◆ ABOUT THIS TASK
Scan the records for the word "emit". Copy each line that includes it.

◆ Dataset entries
PR #31, opened 2022-04-29
project: kickstart population of metadata

cjdcordeiro:
Sets annotations prior to exporting the OCI image, based on the rockcraft.yaml values and the build ISO date.
 
-----


cjdcordeiro:
@cmatsuoka @sergiusens this is ready for review

rockcraft/oci.py
```diff
@@ -203,6 +183,58 @@ def set_env(self, env: List[Dict[str, str]]) -> None:
         _config_image(image_path, params)
         emit.message(f"Environment set to {env_list}", intermediate=True)
 
+    def set_control_data(self, metadata: Dict[str, Any]) -> None:
+        """Create and populate the ROCK's control data folder.
+
+        :param metadata: content for the ROCK's metadata YAML file
+        :type metadata: Dict[str, Any]
+        """
+        control_data_destination = "/.rock"
```
sergiusens, line 192: is this mostly to not show the temp path? I would argue that the emit.progress' where this is used would probably go through so fast they would not be read. In any case I would remove this variable and make progress not print out /.rock and instead emit.progress("Writing ROCK metadata") and the closing message is probably a verbose or debug one.

tests/unit/test_oci.py
```diff
@@ -228,3 +228,109 @@ def test_set_env(self, mocker):
                 universal_newlines=True,
             )
         ]
+
+    @patch("subprocess.run")
+    @patch("tempfile.mkdtemp")
+    @patch("pathlib.Path.mkdir")
+    @patch("shutil.rmtree")
+    @patch("rockcraft.oci._compress_layer")
```
sergiusens, line 236: can you use the mocker fixture instead of these?

something like https://github.com/canonical/rockcraft/pull/31/files#diff-43d03eb32b3769225898764d036e6e7fad2649ce712b0d45135d084631789acfL29 ?

sergiusens: the process_run fixture is probably satisfying the need to patch subprocess.run too

rockcraft/oci.py
cjdcordeiro: I have a few doubts about your comment:

> is this mostly to not show the temp path? 

Which temp path? `/.rock` is the final path inside the ROCK. 
Are you suggesting we don't print it? (just trying to understand the problem)

cjdcordeiro: got it. This was leftover code, cause in the past I was using `umoci insert` instead of `umoci raw add-layer`. Fixed in https://github.com/canonical/rockcraft/pull/31/commits/83945867836ac918ddf148de47b63b34d577a8e2

tests/unit/test_oci.py
cjdcordeiro: done in https://github.com/canonical/rockcraft/pull/31/commits/5f58b87e3733ec797b8db80c2adeb3c5f2bdb92a

rockcraft/oci.py
```diff
@@ -203,6 +183,57 @@ def set_env(self, env: List[Dict[str, str]]) -> None:
...
+        emit.progress("Setting the ROCK's Control Data")
+        local_control_data_path = Path(tempfile.mkdtemp())
+
+        # the ROCK control data structure starts with the folder ".rock"
+        control_data_rock_folder = local_control_data_path / Path(".rock")
+        control_data_rock_folder.mkdir(parents=True)
+
+        rock_metadata_file = control_data_rock_folder / Path("metadata.yaml")
+        with open(rock_metadata_file, "w", encoding="utf-8") as rock_meta:
+            yaml.dump(metadata, rock_meta)
```
sergiusens, line 201: We shouldn't need parents in the mkdir as mkdtemp would already create the path up to that point (we should consider cleaning up mkdtemp, I can look into that in a follow up PR)

A string appended to a path, is a Path; we can also use pathlib.Path's open method instead

```suggestion
        # the ROCK control data structure starts with the folder ".rock"
        control_data_rock_folder = local_control_data_path / ".rock"
        control_data_rock_folder.mkdir()

        rock_metadata_file = control_data_rock_folder / "metadata.yaml"
        with rock_metadata_file.open("w", encoding="utf-8") as rock_meta:
            yaml.dump(metadata, rock_meta)
```

sergiusens (approved):
looks good, one comment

◆ RESULT OF THIS TASK
         emit.message(f"Environment set to {env_list}", intermediate=True)
sergiusens, line 192: is this mostly to not show the temp path? I would argue that the emit.progress' where this is used would probably go through so fast they would not be read. In any case I would remove this variable and make progress not print out /.rock and instead emit.progress("Writing ROCK metadata") and the closing message is probably a verbose or debug one.
+        emit.progress("Setting the ROCK's Control Data")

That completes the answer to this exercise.